C. Linova and Kingdom
Writing light novels is the most important thing in Linova’s life. Last night, Linova dreamed about a fantastic kingdom. She began to write a light novel for the kingdom as soon as she woke up, and of course, she is the queen of it.
There are n cities and n−1 two-way roads connecting pairs of cities in the kingdom. From any city, you can reach any other city by walking through some roads. The cities are numbered from 1 to n, and the city 1 is the capital of the kingdom. So, the kingdom has a tree structure.
As the queen, Linova plans to choose exactly k cities developing industry, while the other cities will develop tourism. The capital also can be either industrial or tourism city.
A meeting is held in the capital once a year. To attend the meeting, each industry city sends an envoy. All envoys will follow the shortest path from the departure city to the capital (which is unique).
Traveling in tourism cities is pleasant. For each envoy, his happiness is equal to the number of tourism cities on his path.
In order to be a queen loved by people, Linova wants to choose k cities which can maximize the sum of happinesses of all envoys. Can you calculate the maximum sum for her?
Input
The first line contains two integers n and k (2≤n≤2⋅105, 1≤k<n) — the number of cities and industry cities respectively.
Each of the next n−1 lines contains two integers u and v (1≤u,v≤n), denoting there is a road connecting city u and city v.
It is guaranteed that from any city, you can reach any other city by the roads.
Output
Print the only line containing a single integer — the maximum possible sum of happinesses of all envoys.
大意:给出n,k和一个点数量为n的树,让其中k个结点变为工业城市,其余为旅游城市。
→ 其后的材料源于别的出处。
PR #297, opened 2017-04-04
fixes #19156 - compute-resources has images subcommand

timogoebel:


tstrachota:
Nice addition @timogoebel 
Would you mind adding a check if `--name` and `--id` options are present?
```ruby
validate_options do
  any(:option_id, :option_name).required
end
```

FYI we started adding tests for new commands into `functional/`. They're a bit more verbose but enable testing in the context of whole cli and provide more readable failure messages when things go wrong.

timogoebel:
@tstrachota : Thanks. Added the validations.

tstrachota:
@timogoebel cool. The tests failed because they now expect the options.

timogoebel:
@tstrachota : Fixed the tests, thanks.

tstrachota:
Merged, thanks @timogoebel !

PR #299, opened 2017-04-04
Fixes #19157 - Enable taxonomy titles

tstrachota:
Names of locations and organizations aren't globally unique. Without
titles it's impossible to reference organizations or locations with the
same name nested in different parent.

Changes:
- adds Title to output of organization and location list
- adds `--location-title[s]` and `--organization-title[s]` to all commands that
  consume taxonomies
- print titles instead of names for taxonomy references


tstrachota:
An alternative approach is to completely replace names with labels in hammer internally. We would have to change id resolver and let the list commands print titles (in the labeled "Name").

**Pros:**
- users wouldn't notice the change, it should be 100% seamless
- no need to add extra options
- consistent with the UI, where column labeled "Name" contains titles in taxonomy tables

**Cons:**
- name isn't the same as title and it might not feel natural to update as:
`hammer location update --name 'emea/brno' --new-name 'krno'`
which would then be displayed as 'emea/krno'

Prior to merging this PR I'd like to discuss which of the solutions is better from user's perspective.

ares:
I prefer what's suggested in this PR, --name 'emea/brno' is very confusing and inconsistent with webui. It seems like hostgroups, which has the same problem, works like this PR.

ares:
One thing I find confusing is that non-editable attributes are silently ignored. I'd expect it yells at me like any other unknown attribute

而每个工业城市到根节点1的路径上存在的旅游城市数量之和求最大,并输出最大值。
题目链接:https://codeforces.com/contest/1337/problem/C
解法一:
最大的就是节点一(子儿子为n-1深度为0)
每个旅游城市做出的贡献为:他的子儿子个数减去他的祖先个数(深度个数)
假设它的子儿子都为工厂,则做出的贡献为子儿子个数
因为此时它为旅游区,而之前它的祖先为他做出了贡献,此时它变为了旅游区所以需要减去它祖先的个数
排序,然后有k个工厂则有n-k个旅游城市,选出最大的n-k个旅游城市
#include<bits/stdc++.h>
#define ll long long
using namespace std;
vector<int>G[200001];
ll len[200001]; //高度
int fa[200001]; //父亲节点
ll son[200001]; //子儿子数目
struct lll{
ll so;
ll dep;
int inde;
}ans[200001];
bool cmp(lll &node1,lll &node2){
return node1.so-node1.dep+1<node2.so-node2.dep+1; //因为减的是高度所以再+1
}
void dfs(int u,int f,ll step){
fa[u]=f;
len[u]=step;
int n=G[u].size();
for (int i=0;i<n;i++){
int v=G[u][i];
if(v==f) continue;
dfs(v,u,step+1);
son[u]+=son[v];
}
}
int main()
{
int n,k;
cin>>n>>k;
len[0]=0;
for (int i=0;i<n-1;i++){
int a,b;
cin>>a>>b;
G[a].push_back(b);
G[b].push_back(a);
}
son[1]=G[1].size();
for (int i=2;i<=n;i++){
son[i]=G[i].size()-1; //子儿子数等于本身儿子 在进行dfs加上孙子
}
dfs(1,0,1);
for (int i=2;i<=n;i++){
ans[i].so=son[i];
ans[i].dep=len[i];
ans[i].inde=i;
}
ll sum=n-1;
sort(ans+2,ans+n+1,cmp);
int i=n;
k=n-k-1;
while(k){
sum+=ans[i].so-len[fa[ans[i].inde]]; //加上每个旅游区的贡献
k--;
i--;
}
cout<<sum;
}
解法2:
总共有k个工厂,假设全为旅游区,每个工厂做出的贡献为它的深度减去它的子孙的个数,因为如果此节点为工厂那么它的子孙都是工厂(可以自行验证),如果它的子孙不是工厂的话就不是最优解。那么这个工厂做出的贡献为它的深度减去它的子孙个数,因为它的祖先是旅游区,则它得到贡献为它的深度,而之前它的子孙接受了它的贡献,而此时变为了工厂,那么要减去这些贡献。